Avant de le faire, cependant, quelques mots sont nécessaires sur le raisonnement normal comparé au raisonnement anormal.

La partie de nos connaissances qui est de l’ordre le plus élevé au point de vue de la certitude, et que nous appelons « les sciences exactes », se distingue du reste de la science par la possibilité d’évaluer d’une manière précise ses prévisions[1]. Elles partent d’un certain nombre de données et parcourent une série de degrés qui, pris ensemble, leur permettent de dire sous quelles conditions déterminées une relation déterminée d’un phénomène pourra être trouvée, et de dire à quel endroit, ou à quel moment, ou dans quelle mesure, ou tout cela à la fois, un certain effet apparaîtra. Étant donnés les facteurs d’une opération arithmétique, le résultat obtenu est absolument certain, supposé qu’il n’y ait aucune erreur : erreur qu’il est toujours possible de découvrir et de déterminer par la méthode suivie ; nous allons voir laquelle. Si la base et les angles ont été soigneusement mesurés, la géométrie donne avec certitude la distance ou la hauteur de l’objet dont la position est cherchée. Le rapport des bras d’un levier une fois établi, la mécanique nous apprend quel poids il faut ajouter à une extrémité pour faire équilibre à un poids donné placé à l’autre extrémité.

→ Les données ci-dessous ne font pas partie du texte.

PR #2502, opened 2019-06-20
RFC: Don't read registries.conf for the defaults of --registry and --insecure-registry

mtrmac:
**- What I did**

Motivated by https://github.com/cri-o/cri-o/pull/2494#pullrequestreview-251539419, changed `lib.DefaultConfig` to not read defaults from `registries.conf`.

**- How I did it**

Don't read `registries.conf` for the defaults of `--registry` and `--insecure-registry`:

In both cases, the `ImageService` falls back to `registries.conf` anyway if the values are not specified (explicitly for the search path, and implicitly in containers/image/docker for insecure registries).  The default values in `lib.DefaultConfig` really make a difference only:
- in the help text of `--registry`, which was a bit misleading by suggesting a hard-coded default instead of pointing to `registries.conf`
- in the output of `crio config --default`, which previously copied the search list from `registries.conf` into the generated output, probably something the user does not really want (but it did not matter anyway because the generated output comments the value out)

Also, the `--insecure-registry` list as implemented in CRI-O only works at the level of registries, while the configuration in `sysregistriesv2` now works at the repository level; this did not really hurt (the repository entries were ignored in CRI-O and applied in c/image/docker), but it caused invalid/ignored entries to be used throughout the CRI-O codebase.

It's overall much simpler to just use empty defaults, and let the fallback happen elsewhere.

(Note that `lib.RuntimeConfig.Validate` does call `sysregistriesv2.GetRegistries`, which ensures that `registries.conf` is reasonably valid at the time CRI-O is starting, so this does not affect `registries.conf` validation / impact on CRI-O startup.)

Then, simplified the call stack by dropping unnecessary `types.SystemContext` parameters.

**- How to verify it**

Existing tests, hopefully. The `crio --help` and `crio config --default` output should change a bit.

Data automatically used from `registries.conf` no longer shows up as implied-to-be-hard-coded defaults for CRI-O options.

### DIFF
--- a/cmd/crio/main.go
+++ b/cmd/crio/main.go
@@ -371,7 +371,7 @@ func main() {
 		},
 		cli.StringSliceFlag{
 			Name:  "registry",
-			Usage: fmt.Sprintf("registry to be prepended when pulling unqualified images, can be specified multiple times (default: %q)", defConf.Registries),
+			Usage: fmt.Sprintf("registry to be prepended when pulling unqualified images, can be specified multiple times (default: configured in /etc/containers/registries.conf)"),
 		},
 		cli.StringFlag{
 			Name:  "default-transport",
--- a/cmd/crio/main.go
+++ b/cmd/crio/main.go
@@ -274,7 +274,7 @@ func main() {
 	app.Version = strings.Join(v, "\n")
 
 	systemContext := &types.SystemContext{}
-	defConf, err := server.DefaultConfig(systemContext)
+	defConf, err := server.DefaultConfig()
 	if err != nil {
 		fmt.Fprintf(os.Stderr, "error loading server config: %v", err)
 		os.Exit(1)
--- a/server/config.go
+++ b/server/config.go
@@ -157,8 +157,8 @@ func (c *Config) ToBytes() ([]byte, error) {
 }
 
 // DefaultConfig returns the default configuration for crio.
-func DefaultConfig(systemContext *types.SystemContext) (*Config, error) {
-	conf, err := config.DefaultConfig(systemContext)
+func DefaultConfig() (*Config, error) {
+	conf, err := config.DefaultConfig()
 	if err != nil {
 		return nil, err
 	}
@@ -207,9 +207,9 @@ func (c *Config) Validate(systemContext *types.SystemContext, onExecution bool) 
 
 // Reload reloads the configuration with the config at the provided `fileName`
 // path. The method errors in case of any read or update failure.
-func (c *Config) Reload(systemContext *types.SystemContext, fileName string) error {
+func (c *Config) Reload(fileName string) error {
 	// Reload the config
-	newConfig, err := DefaultConfig(systemContext)
+	newConfig, err := DefaultConfig()
 	if err != nil {
 		return fmt.Errorf("unable to create default config")
 	}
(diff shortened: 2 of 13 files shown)


mtrmac:
Note to self: If this PR is accepted, it should be also done on 1.14 after #2494.

server/config.go
```diff
@@ -207,9 +207,9 @@ func (c *Config) Validate(systemContext *types.SystemContext, onExecution bool)
 
 // Reload reloads the configuration with the config at the provided `fileName`
 // path. The method errors in case of any read or update failure.
-func (c *Config) Reload(systemContext *types.SystemContext, fileName string) error {
+func (c *Config) Reload(fileName string) error {
 	// Reload the config
-	newConfig, err := DefaultConfig(systemContext)
+	newConfig, err := DefaultConfig()
```
vrothberg: Should we add an explicit `GetRegistries(systemContext)` here? I think it would be nice to keep that since a user gets immediate feedback when changing the configs and sending HUP to crio.

saschagrunert: Would that somehow incorporate with https://github.com/containers/image/pull/630?

saschagrunert:
I like that, makes everything less complicated.

/retest

cmd/crio/main.go
```diff
@@ -372,7 +372,7 @@ func main() {
 		},
 		cli.StringSliceFlag{
 			Name:  "registry",
-			Usage: fmt.Sprintf("registry to be prepended when pulling unqualified images, can be specified multiple times (default: %q)", defConf.Registries),
+			Usage: fmt.Sprintf("registry to be prepended when pulling unqualified images, can be specified multiple times (default: configured in /etc/containers/registries.conf)"),
```
haircommander: Do we want a similar comment about the default for `--insecure-registry`?

haircommander:
outstanding nits aside this change LGTM

umohnani8:
changes LGTM

server/config.go
vrothberg: Good point, yes. We could either use that or invalidate and reload (for now).

mtrmac: >I think it would be nice to keep that since a user gets immediate feedback when changing the configs and sending HUP to crio.

Without invalidation the `GetRegistries()` does not return updated data, so there is no feedback.

https://github.com/containers/image/pull/630 was created to benefit this location, but all of that is IMHO a new feature not really related to this initialization cleanup.

cmd/crio/main.go
mtrmac: Not exactly the same comment, because `--registry` directly overrides the list in `registries.conf`, but `--insecure-registry` adds new CRI-O-implemented items without disabling/overriding the insecure registries/repos configured in `registries.conf`.

Having a `--help` entry that says “this option does $FOO (but another config file also allows $FOO)” seems unexpected to me; it would be reasonable to put in a man page or other primary reference documentation, but it seems a bit much for the hopefully-concise `--help` output. (The `--insecure-registry` entry is already, at least, borderline, in that aspect.)

haircommander: ah makes sense. let's leave it as is then

vrothberg:
Someone else needs to approve :^)

rhatdan:
Ouch needs a rebase.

Et à l’aide de ces trois sciences exactes : l’arithmétique, la géométrie et la mécanique, l’astronomie peut prédire à une minute près, pour chaque lieu particulier de la terre, le moment précis où commencera et finira une éclipse, et jusqu’à quel point elle sera partielle ou totale. Ces sortes de connaissances ont dans la pratique un nombre infini de vérifications par le nombre d’actes infini dont leur application assure la réussite. Les comptes d’un commerçant, les opérations d’un boutiquier, la conduite d’un navire doivent, pour mériter la confiance, s’appuyer sur ces sciences. C’est pourquoi leur méthode, vérifiée par des applications qu’aucune puissance humaine ne parviendrait à énumérer, est une méthode qui ne peut être surpassée en certitude.

  1. Voy. l’essai, Genesis of Science.